**How to complete this task:** In the material below, find each line with the string "status" and copy it.

**Data to process:**
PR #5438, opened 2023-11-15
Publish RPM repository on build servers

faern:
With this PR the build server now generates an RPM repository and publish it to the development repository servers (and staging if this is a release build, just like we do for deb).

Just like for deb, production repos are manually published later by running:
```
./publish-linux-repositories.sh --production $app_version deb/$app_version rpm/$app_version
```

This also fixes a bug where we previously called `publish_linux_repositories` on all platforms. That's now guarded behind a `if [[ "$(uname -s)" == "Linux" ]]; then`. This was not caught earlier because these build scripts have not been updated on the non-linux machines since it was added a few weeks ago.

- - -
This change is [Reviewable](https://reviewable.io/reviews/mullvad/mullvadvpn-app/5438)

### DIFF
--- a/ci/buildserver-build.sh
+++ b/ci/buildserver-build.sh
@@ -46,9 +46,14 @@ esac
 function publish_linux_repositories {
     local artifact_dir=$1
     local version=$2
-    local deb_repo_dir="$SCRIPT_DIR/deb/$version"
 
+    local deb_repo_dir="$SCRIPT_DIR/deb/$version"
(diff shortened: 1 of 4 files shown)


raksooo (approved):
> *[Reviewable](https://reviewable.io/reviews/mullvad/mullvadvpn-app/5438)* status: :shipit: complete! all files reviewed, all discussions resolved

--

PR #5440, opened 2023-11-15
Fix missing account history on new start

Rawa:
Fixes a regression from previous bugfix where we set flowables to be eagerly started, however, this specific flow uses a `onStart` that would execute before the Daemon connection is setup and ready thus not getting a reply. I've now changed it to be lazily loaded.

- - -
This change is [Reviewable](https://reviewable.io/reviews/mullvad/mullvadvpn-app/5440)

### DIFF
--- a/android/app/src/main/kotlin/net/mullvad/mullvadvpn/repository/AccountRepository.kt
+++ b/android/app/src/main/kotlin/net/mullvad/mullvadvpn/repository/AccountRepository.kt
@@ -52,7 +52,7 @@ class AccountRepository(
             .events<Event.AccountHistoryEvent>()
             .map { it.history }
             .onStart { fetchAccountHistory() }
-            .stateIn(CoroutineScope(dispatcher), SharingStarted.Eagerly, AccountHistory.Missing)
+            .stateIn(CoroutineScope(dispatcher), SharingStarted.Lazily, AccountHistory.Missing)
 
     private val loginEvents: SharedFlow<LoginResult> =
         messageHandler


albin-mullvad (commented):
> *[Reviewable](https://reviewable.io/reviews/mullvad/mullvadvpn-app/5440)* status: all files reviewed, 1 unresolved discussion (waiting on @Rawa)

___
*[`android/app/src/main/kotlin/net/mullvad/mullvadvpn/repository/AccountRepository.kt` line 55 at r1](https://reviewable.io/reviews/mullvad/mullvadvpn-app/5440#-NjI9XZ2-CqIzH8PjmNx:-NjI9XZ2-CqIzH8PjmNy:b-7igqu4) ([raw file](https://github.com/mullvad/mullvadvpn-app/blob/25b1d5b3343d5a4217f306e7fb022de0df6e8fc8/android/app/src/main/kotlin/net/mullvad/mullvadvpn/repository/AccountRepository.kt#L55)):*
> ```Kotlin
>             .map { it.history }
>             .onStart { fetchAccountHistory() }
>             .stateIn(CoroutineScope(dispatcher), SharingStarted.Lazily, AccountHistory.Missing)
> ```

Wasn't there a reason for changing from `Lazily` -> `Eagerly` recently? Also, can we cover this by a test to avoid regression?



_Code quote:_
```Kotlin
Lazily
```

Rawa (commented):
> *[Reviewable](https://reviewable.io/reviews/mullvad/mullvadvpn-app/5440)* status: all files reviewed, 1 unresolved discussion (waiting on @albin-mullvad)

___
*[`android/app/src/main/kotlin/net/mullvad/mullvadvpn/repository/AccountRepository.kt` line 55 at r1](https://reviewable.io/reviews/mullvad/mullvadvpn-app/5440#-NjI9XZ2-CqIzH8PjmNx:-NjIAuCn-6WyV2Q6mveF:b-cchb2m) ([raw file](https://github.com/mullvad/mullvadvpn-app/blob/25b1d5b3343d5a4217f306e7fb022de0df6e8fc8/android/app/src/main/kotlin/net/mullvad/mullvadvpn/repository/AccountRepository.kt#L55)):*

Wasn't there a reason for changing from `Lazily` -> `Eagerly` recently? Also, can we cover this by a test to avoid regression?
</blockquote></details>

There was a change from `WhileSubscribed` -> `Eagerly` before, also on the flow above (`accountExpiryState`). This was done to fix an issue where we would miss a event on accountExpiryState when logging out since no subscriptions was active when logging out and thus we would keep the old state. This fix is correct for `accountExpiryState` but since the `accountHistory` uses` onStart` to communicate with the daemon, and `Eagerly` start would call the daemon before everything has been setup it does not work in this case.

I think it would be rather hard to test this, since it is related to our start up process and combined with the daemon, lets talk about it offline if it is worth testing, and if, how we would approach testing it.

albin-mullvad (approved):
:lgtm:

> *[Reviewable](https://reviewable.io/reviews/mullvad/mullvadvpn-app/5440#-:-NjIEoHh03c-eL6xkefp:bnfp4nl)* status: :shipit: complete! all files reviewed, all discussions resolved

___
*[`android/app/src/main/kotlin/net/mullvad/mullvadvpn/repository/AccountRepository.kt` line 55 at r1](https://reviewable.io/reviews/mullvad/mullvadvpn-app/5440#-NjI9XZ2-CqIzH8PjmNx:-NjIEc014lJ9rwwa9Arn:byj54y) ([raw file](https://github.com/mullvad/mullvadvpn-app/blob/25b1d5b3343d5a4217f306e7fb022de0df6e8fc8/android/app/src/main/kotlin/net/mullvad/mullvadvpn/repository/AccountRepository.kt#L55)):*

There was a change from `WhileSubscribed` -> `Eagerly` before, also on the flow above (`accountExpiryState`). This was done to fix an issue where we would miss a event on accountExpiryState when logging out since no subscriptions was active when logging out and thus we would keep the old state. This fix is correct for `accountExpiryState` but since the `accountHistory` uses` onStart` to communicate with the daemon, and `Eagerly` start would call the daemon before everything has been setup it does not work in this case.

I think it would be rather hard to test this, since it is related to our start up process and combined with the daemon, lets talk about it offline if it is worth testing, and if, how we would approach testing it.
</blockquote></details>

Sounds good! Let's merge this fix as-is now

**Response:**
> *[Reviewable](https://reviewable.io/reviews/mullvad/mullvadvpn-app/5438)* status: :shipit: complete! all files reviewed, all discussions resolved
> *[Reviewable](https://reviewable.io/reviews/mullvad/mullvadvpn-app/5440)* status: all files reviewed, 1 unresolved discussion (waiting on @Rawa)
> *[Reviewable](https://reviewable.io/reviews/mullvad/mullvadvpn-app/5440)* status: all files reviewed, 1 unresolved discussion (waiting on @albin-mullvad)
> *[Reviewable](https://reviewable.io/reviews/mullvad/mullvadvpn-app/5440#-:-NjIEoHh03c-eL6xkefp:bnfp4nl)* status: :shipit: complete! all files reviewed, all discussions resolved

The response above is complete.